Items from a data source
================================

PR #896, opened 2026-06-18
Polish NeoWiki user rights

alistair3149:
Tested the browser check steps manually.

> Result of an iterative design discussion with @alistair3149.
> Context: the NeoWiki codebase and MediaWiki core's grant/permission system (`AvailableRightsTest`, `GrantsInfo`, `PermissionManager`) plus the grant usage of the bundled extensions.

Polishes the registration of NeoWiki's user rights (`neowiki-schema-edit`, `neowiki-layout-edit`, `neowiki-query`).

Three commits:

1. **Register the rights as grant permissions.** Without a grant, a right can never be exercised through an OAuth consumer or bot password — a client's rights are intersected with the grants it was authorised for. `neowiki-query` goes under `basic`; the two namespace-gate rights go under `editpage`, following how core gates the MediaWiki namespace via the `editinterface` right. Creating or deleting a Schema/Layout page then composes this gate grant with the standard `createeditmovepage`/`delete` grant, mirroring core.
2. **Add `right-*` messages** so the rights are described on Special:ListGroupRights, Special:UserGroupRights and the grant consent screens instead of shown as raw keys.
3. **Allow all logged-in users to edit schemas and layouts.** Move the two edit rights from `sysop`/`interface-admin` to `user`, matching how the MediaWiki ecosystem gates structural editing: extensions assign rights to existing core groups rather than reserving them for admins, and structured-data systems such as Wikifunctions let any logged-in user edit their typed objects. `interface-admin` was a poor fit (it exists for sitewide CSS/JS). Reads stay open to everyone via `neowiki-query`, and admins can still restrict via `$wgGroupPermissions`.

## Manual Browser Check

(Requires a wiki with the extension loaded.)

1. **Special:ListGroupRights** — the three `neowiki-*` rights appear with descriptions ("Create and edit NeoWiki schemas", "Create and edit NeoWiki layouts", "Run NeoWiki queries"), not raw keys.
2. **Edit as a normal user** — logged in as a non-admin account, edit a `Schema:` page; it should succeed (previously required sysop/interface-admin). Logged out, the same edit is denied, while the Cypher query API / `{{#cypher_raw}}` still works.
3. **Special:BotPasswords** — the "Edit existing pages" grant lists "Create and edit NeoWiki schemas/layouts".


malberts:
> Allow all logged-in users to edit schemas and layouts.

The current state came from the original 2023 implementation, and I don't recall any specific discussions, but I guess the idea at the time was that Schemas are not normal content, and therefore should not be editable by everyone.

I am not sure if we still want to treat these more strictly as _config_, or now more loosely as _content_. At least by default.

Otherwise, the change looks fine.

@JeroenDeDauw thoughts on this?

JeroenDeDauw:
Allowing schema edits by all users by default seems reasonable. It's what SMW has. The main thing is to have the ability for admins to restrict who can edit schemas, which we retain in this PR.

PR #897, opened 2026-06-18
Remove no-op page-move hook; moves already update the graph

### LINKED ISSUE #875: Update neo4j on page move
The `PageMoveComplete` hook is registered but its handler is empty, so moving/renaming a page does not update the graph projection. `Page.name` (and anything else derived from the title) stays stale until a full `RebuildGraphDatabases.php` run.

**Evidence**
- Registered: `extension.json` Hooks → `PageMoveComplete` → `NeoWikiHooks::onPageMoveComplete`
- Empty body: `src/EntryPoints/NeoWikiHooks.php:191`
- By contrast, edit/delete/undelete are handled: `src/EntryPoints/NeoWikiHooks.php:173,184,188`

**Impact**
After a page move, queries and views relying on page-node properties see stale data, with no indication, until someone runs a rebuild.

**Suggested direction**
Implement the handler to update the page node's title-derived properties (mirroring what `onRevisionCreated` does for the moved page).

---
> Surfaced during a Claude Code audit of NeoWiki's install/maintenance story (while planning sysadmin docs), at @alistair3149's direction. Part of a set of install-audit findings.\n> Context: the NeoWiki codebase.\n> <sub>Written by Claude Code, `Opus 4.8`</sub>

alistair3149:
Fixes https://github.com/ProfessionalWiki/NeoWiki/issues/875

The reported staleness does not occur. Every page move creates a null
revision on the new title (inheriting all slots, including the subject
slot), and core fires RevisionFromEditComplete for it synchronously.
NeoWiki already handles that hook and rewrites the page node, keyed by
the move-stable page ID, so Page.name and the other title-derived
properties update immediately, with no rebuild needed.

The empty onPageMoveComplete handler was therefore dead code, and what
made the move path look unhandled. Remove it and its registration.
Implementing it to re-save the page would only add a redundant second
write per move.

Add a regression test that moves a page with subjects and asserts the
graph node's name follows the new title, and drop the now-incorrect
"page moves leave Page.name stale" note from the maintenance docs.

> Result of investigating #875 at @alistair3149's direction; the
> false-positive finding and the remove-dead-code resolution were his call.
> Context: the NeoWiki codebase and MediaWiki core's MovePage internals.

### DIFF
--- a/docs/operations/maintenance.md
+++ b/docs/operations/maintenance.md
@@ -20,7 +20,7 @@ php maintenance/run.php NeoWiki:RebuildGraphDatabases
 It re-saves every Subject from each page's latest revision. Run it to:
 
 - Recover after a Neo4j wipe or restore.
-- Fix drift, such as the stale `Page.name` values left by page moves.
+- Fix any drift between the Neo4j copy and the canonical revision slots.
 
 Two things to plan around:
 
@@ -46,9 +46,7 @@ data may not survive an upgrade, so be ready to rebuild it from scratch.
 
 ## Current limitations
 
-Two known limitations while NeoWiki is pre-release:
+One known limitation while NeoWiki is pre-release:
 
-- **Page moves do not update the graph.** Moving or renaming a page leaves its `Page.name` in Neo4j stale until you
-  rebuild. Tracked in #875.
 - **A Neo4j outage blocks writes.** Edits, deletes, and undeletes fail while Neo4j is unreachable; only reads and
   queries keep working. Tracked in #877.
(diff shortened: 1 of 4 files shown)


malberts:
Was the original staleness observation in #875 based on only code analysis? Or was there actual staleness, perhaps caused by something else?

================================

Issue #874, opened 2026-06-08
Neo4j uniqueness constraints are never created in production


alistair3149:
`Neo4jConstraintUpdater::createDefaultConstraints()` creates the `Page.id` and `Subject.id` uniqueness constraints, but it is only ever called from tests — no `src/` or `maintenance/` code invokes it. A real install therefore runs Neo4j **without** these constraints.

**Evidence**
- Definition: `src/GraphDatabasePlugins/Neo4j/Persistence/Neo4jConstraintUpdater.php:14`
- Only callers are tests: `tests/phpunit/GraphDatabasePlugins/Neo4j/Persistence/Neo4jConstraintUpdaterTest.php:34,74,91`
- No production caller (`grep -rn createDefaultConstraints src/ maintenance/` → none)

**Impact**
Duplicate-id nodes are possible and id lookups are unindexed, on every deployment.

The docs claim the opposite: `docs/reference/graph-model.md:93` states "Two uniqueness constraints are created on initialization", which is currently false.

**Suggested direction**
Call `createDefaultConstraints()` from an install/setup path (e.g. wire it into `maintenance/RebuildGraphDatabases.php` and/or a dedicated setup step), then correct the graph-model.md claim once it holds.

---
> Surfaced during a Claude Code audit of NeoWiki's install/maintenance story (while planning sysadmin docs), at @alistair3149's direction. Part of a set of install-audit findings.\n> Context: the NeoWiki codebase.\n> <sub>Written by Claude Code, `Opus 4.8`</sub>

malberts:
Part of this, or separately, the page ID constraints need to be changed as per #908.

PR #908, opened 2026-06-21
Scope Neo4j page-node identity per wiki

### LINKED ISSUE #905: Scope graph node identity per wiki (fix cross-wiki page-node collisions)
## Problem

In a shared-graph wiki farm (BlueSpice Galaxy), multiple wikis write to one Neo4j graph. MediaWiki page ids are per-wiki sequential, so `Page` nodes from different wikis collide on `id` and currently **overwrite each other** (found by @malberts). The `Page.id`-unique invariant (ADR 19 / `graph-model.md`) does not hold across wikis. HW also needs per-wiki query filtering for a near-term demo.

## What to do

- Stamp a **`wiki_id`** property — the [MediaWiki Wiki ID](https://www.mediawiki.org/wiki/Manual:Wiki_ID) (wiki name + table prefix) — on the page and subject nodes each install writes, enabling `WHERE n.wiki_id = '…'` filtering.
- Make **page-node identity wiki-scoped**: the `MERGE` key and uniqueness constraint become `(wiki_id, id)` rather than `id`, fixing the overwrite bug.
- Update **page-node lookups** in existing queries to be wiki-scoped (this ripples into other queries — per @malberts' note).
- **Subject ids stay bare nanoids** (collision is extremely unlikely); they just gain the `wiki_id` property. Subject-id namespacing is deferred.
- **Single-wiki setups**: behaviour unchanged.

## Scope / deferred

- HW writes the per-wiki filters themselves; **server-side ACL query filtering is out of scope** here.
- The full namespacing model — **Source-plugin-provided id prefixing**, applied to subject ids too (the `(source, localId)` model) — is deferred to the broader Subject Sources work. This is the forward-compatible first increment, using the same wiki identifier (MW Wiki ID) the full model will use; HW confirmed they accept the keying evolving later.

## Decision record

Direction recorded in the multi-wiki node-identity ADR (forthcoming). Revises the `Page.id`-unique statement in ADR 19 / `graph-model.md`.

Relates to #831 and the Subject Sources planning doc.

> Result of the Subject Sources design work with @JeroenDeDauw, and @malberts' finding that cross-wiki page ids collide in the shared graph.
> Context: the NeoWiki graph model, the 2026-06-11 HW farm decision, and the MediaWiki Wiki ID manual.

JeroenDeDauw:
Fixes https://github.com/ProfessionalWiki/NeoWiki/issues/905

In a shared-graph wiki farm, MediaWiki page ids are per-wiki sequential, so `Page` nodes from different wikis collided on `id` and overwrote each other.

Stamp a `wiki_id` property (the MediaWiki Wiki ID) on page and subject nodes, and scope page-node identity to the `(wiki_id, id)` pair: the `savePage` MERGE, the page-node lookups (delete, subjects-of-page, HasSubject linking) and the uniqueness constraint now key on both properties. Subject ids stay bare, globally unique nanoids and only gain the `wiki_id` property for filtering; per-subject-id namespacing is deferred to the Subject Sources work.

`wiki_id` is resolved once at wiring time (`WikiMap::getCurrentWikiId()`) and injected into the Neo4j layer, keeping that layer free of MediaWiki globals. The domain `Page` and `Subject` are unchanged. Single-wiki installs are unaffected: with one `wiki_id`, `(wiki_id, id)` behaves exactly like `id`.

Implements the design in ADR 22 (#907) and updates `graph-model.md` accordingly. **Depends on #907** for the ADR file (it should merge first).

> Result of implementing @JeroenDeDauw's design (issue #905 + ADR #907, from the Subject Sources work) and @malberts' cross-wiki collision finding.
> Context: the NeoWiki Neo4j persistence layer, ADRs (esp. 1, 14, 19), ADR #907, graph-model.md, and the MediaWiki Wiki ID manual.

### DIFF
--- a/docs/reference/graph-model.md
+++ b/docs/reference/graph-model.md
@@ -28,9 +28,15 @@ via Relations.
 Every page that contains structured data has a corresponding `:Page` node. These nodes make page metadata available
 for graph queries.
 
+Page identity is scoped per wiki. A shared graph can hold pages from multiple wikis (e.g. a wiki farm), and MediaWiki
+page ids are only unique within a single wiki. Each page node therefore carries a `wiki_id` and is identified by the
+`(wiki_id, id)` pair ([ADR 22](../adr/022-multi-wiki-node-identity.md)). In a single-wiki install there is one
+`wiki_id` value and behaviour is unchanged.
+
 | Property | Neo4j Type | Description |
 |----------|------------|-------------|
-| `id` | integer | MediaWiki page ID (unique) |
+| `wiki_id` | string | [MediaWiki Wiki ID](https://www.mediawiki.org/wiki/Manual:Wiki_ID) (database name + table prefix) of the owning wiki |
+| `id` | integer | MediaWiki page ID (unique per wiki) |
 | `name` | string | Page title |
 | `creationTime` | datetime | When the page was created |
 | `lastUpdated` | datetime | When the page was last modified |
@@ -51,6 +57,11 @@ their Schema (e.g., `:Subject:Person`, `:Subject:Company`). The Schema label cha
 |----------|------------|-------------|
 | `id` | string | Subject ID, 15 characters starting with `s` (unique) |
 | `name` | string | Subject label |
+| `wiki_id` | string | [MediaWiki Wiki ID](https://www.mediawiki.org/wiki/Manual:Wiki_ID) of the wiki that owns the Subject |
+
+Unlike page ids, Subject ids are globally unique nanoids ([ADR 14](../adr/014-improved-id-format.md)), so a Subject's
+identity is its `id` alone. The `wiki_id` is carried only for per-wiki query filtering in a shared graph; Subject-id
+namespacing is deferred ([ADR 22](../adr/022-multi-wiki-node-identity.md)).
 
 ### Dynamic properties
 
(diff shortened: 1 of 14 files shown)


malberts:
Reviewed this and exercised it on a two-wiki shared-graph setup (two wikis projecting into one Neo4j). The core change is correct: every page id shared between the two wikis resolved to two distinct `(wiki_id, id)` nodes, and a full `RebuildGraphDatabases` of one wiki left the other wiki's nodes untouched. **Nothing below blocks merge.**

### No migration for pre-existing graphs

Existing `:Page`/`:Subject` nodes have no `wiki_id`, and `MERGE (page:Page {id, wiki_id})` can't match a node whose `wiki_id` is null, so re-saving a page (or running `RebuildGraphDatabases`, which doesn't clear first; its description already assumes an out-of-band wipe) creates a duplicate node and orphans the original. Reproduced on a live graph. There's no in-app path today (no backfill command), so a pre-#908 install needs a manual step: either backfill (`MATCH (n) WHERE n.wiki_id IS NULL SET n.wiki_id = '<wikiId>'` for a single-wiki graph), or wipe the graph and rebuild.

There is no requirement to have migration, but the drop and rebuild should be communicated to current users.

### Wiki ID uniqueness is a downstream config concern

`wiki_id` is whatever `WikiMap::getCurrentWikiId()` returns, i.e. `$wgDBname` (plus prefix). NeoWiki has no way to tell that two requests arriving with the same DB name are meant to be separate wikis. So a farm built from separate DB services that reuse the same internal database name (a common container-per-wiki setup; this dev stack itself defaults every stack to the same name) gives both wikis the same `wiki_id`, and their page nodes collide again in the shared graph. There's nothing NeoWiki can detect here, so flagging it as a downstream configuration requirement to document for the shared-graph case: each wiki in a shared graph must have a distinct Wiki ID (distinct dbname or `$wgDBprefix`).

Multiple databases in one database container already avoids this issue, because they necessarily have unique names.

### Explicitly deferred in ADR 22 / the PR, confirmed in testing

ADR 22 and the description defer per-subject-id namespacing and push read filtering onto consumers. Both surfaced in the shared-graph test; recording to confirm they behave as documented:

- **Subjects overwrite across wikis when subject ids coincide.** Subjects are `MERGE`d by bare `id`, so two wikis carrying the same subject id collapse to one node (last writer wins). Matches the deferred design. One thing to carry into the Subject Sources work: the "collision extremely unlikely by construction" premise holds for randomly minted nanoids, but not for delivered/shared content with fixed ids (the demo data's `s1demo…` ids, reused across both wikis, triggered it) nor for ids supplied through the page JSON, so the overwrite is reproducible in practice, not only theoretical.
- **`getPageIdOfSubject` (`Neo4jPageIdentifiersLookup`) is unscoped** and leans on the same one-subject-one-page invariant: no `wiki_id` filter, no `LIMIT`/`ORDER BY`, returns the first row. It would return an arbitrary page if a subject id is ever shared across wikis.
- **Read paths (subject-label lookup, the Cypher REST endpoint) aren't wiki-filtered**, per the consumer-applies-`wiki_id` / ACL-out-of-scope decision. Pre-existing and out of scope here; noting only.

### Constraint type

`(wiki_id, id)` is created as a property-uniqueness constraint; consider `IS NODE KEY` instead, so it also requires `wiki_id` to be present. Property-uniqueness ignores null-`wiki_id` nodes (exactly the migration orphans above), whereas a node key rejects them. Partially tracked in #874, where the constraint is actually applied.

================================

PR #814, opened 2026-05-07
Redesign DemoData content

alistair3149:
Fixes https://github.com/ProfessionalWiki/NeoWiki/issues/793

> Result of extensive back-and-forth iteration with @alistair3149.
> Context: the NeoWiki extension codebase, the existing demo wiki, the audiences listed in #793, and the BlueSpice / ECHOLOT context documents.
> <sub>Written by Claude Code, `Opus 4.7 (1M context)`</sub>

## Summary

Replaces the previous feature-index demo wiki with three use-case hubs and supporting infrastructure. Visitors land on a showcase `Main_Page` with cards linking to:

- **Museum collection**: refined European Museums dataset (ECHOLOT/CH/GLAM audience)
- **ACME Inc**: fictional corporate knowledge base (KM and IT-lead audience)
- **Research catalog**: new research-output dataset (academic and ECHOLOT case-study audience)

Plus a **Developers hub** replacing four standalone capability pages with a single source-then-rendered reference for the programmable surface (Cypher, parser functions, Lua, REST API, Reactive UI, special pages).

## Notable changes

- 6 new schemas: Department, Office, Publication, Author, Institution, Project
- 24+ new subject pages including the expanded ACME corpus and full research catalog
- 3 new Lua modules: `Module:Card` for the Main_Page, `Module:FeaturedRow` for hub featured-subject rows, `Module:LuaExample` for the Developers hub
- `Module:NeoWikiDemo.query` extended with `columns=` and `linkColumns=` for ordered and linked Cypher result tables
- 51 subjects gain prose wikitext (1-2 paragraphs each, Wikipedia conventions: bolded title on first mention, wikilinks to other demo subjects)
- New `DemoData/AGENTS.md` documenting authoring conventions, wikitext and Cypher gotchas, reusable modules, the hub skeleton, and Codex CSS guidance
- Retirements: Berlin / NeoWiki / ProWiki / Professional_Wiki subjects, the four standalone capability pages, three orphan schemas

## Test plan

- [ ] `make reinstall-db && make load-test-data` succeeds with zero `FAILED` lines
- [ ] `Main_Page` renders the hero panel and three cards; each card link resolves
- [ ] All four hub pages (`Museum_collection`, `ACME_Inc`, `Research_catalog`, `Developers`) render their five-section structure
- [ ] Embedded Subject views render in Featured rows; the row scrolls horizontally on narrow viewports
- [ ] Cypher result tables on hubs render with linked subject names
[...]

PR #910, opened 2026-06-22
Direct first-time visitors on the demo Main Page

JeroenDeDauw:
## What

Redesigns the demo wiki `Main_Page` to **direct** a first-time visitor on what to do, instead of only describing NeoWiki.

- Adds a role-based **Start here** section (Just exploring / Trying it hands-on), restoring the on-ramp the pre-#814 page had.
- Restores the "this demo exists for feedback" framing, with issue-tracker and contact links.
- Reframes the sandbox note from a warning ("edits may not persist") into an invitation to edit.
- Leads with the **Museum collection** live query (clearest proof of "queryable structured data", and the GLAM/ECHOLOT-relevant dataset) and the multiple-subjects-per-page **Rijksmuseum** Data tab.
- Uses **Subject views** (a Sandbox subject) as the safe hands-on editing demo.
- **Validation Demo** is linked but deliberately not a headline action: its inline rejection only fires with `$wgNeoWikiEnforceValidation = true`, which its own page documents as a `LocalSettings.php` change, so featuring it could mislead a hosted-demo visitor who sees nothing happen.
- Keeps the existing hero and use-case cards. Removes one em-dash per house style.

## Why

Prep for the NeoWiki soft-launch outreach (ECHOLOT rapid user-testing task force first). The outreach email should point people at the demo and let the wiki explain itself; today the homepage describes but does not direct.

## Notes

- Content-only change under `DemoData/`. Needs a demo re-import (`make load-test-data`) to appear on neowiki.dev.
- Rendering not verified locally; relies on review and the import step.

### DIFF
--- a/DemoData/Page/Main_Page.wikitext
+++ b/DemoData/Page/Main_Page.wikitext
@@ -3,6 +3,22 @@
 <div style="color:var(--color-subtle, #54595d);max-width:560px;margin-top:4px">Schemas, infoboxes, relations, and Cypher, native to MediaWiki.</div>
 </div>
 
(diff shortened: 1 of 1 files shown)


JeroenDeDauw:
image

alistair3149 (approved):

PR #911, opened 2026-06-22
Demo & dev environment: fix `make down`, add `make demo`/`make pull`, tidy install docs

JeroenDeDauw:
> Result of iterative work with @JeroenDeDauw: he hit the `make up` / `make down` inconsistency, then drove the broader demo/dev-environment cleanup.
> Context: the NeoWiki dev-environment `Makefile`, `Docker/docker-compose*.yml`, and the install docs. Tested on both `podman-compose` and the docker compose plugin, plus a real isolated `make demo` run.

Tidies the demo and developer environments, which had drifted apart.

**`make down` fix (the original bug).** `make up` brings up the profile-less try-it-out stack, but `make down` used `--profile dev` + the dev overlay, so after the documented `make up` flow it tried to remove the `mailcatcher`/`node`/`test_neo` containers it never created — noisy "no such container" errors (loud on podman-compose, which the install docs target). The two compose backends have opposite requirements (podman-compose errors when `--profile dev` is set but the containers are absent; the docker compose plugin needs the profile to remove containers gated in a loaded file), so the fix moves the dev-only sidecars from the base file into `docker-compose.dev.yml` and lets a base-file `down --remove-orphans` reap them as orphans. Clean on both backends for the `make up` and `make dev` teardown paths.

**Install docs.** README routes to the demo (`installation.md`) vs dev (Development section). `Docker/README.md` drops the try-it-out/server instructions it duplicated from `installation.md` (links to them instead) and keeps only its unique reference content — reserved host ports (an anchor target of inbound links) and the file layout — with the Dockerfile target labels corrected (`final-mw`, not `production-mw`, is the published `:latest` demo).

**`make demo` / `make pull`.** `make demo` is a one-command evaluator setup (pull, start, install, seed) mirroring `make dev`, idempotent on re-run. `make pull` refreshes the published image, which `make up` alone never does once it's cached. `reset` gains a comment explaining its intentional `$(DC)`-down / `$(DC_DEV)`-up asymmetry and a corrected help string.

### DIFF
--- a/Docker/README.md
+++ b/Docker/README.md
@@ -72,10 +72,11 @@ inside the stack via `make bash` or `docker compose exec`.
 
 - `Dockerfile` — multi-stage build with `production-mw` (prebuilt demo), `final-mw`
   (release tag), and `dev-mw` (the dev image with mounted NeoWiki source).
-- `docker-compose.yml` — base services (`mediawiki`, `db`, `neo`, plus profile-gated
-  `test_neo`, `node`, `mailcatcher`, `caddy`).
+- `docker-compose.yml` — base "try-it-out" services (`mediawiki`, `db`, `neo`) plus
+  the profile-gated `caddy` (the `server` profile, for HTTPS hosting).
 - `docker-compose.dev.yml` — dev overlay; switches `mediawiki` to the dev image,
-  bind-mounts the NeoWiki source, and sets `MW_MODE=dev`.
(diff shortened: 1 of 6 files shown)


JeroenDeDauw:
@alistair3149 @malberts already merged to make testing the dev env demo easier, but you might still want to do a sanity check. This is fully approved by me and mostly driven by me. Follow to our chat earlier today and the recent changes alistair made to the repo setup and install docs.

================================

_WORK ITEM_
Using the records above, set down exactly the lines from the one with "PR #896, opened 2026-06-18" through the one with "discussion with @alistair3149.", inclusive, and nothing more.

_OUTPUT FOR THIS TASK_
PR #896, opened 2026-06-18
Polish NeoWiki user rights

alistair3149:
Tested the browser check steps manually.

> Result of an iterative design discussion with @alistair3149.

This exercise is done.